Associate online editor Alex Leanse: “I decided to air down the tires a bit, from the recommended road rating of 37 psi to 33 psi. For a vehicle where altering tire pressure may presumably be a frequent occurrence, Jeep could make it easier to know when you’ve reached your desired psi, perhaps by adding something like the horn-honk system found in some Nissan and Chevrolet vehicles, where the tire pressure sensor sounds the vehicle’s horn when the desired pressure is reached. [Jeep will offer this feature, dubbed Selectable Tire Fill Alert, on the 2021 Wrangler. —Ed.] Then Wrangler drivers wouldn’t have to rely on inaccurate gas station pump gauges or check ad nauseam with a separate pressure gauge. All that said, the TPMS in the Jeep’s gauge cluster is clear and accurate.
“Airing down the tires seemed to have a beneficial effect for Stoddard Wells’ rocky terrain. For this off-road park, 33 psi seemed like a sweet spot; the tires readily conformed to rock edges while still rolling well over gravel roads between trails.
“It’s amazing how the Rubicon seems to smooth out rough terrain. The cabin was rarely jarred by whatever rocks or ruts the tires were rolling over. It doesn’t feel like the Jeep can simply handle the terrain; it feels like it’s almost eliminating it. And even when the trail got steep or off-camber, there was a sense of planted stability that boosted my confidence. Those short overhangs and good approach/departure angles are great for rock crawling, too. It makes it so much easier to plot a line when you’re not worried about big bumpers dangling ahead of and behind the tires. ”
Associate online editor Duncan Brady: “The way a Miata comes alive in the canyons, this Wrangler comes alive on the trails. With zero changes other than engaging four high, it effortlessly rolled over obstacles and inspired rock-steady confidence. The stubby secondary shifter used to engage 4WD or low-range gearing required more elbow grease than I’d like, but it’s a small complaint.
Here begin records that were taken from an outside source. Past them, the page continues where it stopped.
PR #521, opened 2020-10-08
[WIP] Create frontend metrics tracker.

debnil:
This PR creates a frontend metrics tracker.

### DIFF
--- a/gui/web/src/App.js
+++ b/gui/web/src/App.js
@@ -9,7 +9,7 @@ import NewBot from './components/screens/NewBot/NewBot';
 import version from './kelp-ops-api/version';
 import quit from './kelp-ops-api/quit';
 import Welcome from './components/molecules/Welcome/Welcome';
-import {makeMetricsTracker} from './utils/metricsTracker';
+import MetricsTracker from './utils/metricsTracker';
 
 let baseUrl = function () {
   let origin = window.location.origin
@@ -31,7 +31,7 @@ class App extends Component {
 
     // metricsTracker sends UI events to Amplitude
     this.objects = {
-      metricsTracker: makeMetricsTracker(),
+      metricsTracker: MetricsTracker(""), // TODO DS Read API key from environment, as in Go backend.
     }
 
     this.setVersion = this.setVersion.bind(this);
@@ -46,6 +46,7 @@ class App extends Component {
 
   componentDidMount() {
     this.setVersion()
+    console.log(this.objects.metricsTracker.sendEvent("ce:test_startup"));
   }
 
   setVersion() {
--- a/gui/web/src/App.js
+++ b/gui/web/src/App.js
@@ -93,12 +93,12 @@ class App extends Component {
 
     // fetch object type from errors
     let kelp_errors = this.state.kelp_errors;
-    
+
     if (!kelp_errors.hasOwnProperty(backendError.object_type)) {
       kelp_errors[backendError.object_type] = {};
     }
     let botErrors = kelp_errors[backendError.object_type];
-
+    
     if (!botErrors.hasOwnProperty(backendError.object_name)) {
       botErrors[backendError.object_name] = {};
     }
@@ -161,14 +161,14 @@ class App extends Component {
     
     // return as an array
     return Object.values(levelErrors);
-  } 
+  }
 
   removeError(object_type, object_name, level, errorID) {
     let kelp_errors = this.state.kelp_errors;
     let botErrors = kelp_errors[object_type];
     let namedError = botErrors[object_name];
     let levelErrors = namedError[level];
-
+    
     // delete entry for error
     delete levelErrors[errorID];
     // bubble up
@@ -195,7 +195,7 @@ class App extends Component {
       const isLastError = newState.active_error.index > newState.active_error.errorList.length - 1;
       if (isLastError) {
         newState.active_error.index = newState.active_error.errorList.length - 1;
-      }
+      } 
       // else leave index as-is since we just deleted the index and the new item will now be at the old index (delete in place)
     }
     // trigger state change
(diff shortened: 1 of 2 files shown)


debnil:
@nikhilsaraf: This is very much a WIP/draft PR - I'm just putting out what I have for knowledge purposes, at the end of my workday, to get comments. I've chosen to export a `class` rather than a `function`, as it seems like the right pattern for object-oriented JavaScript, rather than nesting Javascript functions.

Outstanding questions:

1. Will the variables in the build script be exposed and accessible as public variables in the frontend, as in the Go backend?
2. When would `componentDidMount` be called, i.e., how do I test that this Amplitude event is sent? I'm not seeing any `console.log` in my terminal when I run the binary.
3. What's your linter setting in VSCode? I'm not sure what all I need to do to avoid making these changes in files I'm touching.

gui/web/src/App.js
```diff
@@ -40,6 +46,7 @@ class App extends Component {
 
   componentDidMount() {
     this.setVersion()
+    console.log(this.objects.metricsTracker.sendEvent("ce:test_startup"));
```
nikhilsaraf, line 49: we can just send the event, no need to log to console unless for local dev debugging.

gui/web/src/App.js
```diff
@@ -232,21 +239,21 @@ class App extends Component {
       <div>
         <div>{banner}</div>
         <Router>
-          <Header version={this.state.version}/>
+          <Header version={this.state.version} />
           <Route exact path="/"
-            render={(props) => <Bots {...props} baseUrl={baseUrl} activeError={this.state.active_error} setActiveError={this.setActiveBotError} hideActiveError={this.hideActiveError} addError={this.addError} removeError={removeBotError} getErrors={getBotErrors}/>}
-            />
+            render={(props) => <Bots {...props} baseUrl={baseUrl} activeError={this.state.active_error} setActiveError={this.setActiveBotError} hideActiveError={this.hideActiveError} addError={this.addError} removeError={removeBotError} getErrors={getBotErrors} />}
```
nikhilsaraf, line 244: can you update your git settings to ignore whitespaces?
not sure if there's a standardized way to do this but this is a [good starting point](https://stackoverflow.com/questions/3515597/add-only-non-whitespace-changes)

gui/web/src/utils/metricsTracker.js
```diff
@@ -0,0 +1,27 @@
+class MetricsTracker {
+    constructor(apiKey) {
+        this.apiKey = apiKey;
+        this.apiUrl = "https://api2.amplitude.com/2/httpapi";
+
+        // TODO: Implement more functions.
+        this.sendEvent = this.sendEvent.bind(this);
```
nikhilsaraf, line 7: should add this here too: `this._asyncRequests = {};`
the convention is to initialize all objects in the constructor so we know what all the objects are as opposed to finding new objects in a random function. this becomes more important as a given class grows.

gui/web/src/utils/metricsTracker.js
```diff
@@ -0,0 +1,27 @@
...
+    }
+
+    sendEvent(event) {
+        var _this = this
+        this._asyncRequests["fetch"] = fetch(this.apiUrl, {
```
nikhilsaraf, line 12: we shouldn't use the `fetch` function directly. everything should be in the kelp-ops-api folder (see version.js as an example).

this structures the code well when trying to streamline and track where we make all our network requests.

nikhilsaraf: we also don't want all requests to use the tag `fetch` since we don't want the sending of two different requests to cancel out each other. we can call it `"sendEvent/" + event` so each event gets its own namespace.

does the purpose of _asyncRequests make sense? (we use this pattern quite heavily across the app)

gui/web/src/utils/metricsTracker.js
```diff
@@ -0,0 +1,27 @@
...
+            method: "POST",
+            eventName: event,
+        }).then(resp => {
+            if (!_this._asyncRequests["fetch"]) {
+                // if it has been deleted, we don't want to process the result
+                return
+            }
+            delete _this._asyncRequests["fetch"];
+
+            return resp.json();
```
nikhilsaraf, line 22: we don't want to return the response really for sending events, unless there's an error. In the case where there's an error we can log to the console (because these are metric errors and should not be shown to the user in the GUI). In all other cases when it succeeds we can just ignore it really.

gui/web/src/App.js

“My trip to Hungry Valley didn’t come close to exploring the Wrangler’s limits off-road. The grip and ground clearance exceeded the challenges of the terrain, and as a result I felt downright unstoppable. I even had a chance to play hero and rescue some folks who had been injured in an accident and needed to get back to camp. I also appreciated how low-drama changing a tire was when a fat piece of metal punctured one of the Jeep’s knobby BFGoodrich K02s. Aided by the full-size tailgate-mounted spare and an easy jack point on the rear axle, it was a simple 20-minute affair. I’d never in my life buy a Wrangler as a daily driver, but man, is it a great time on the trails.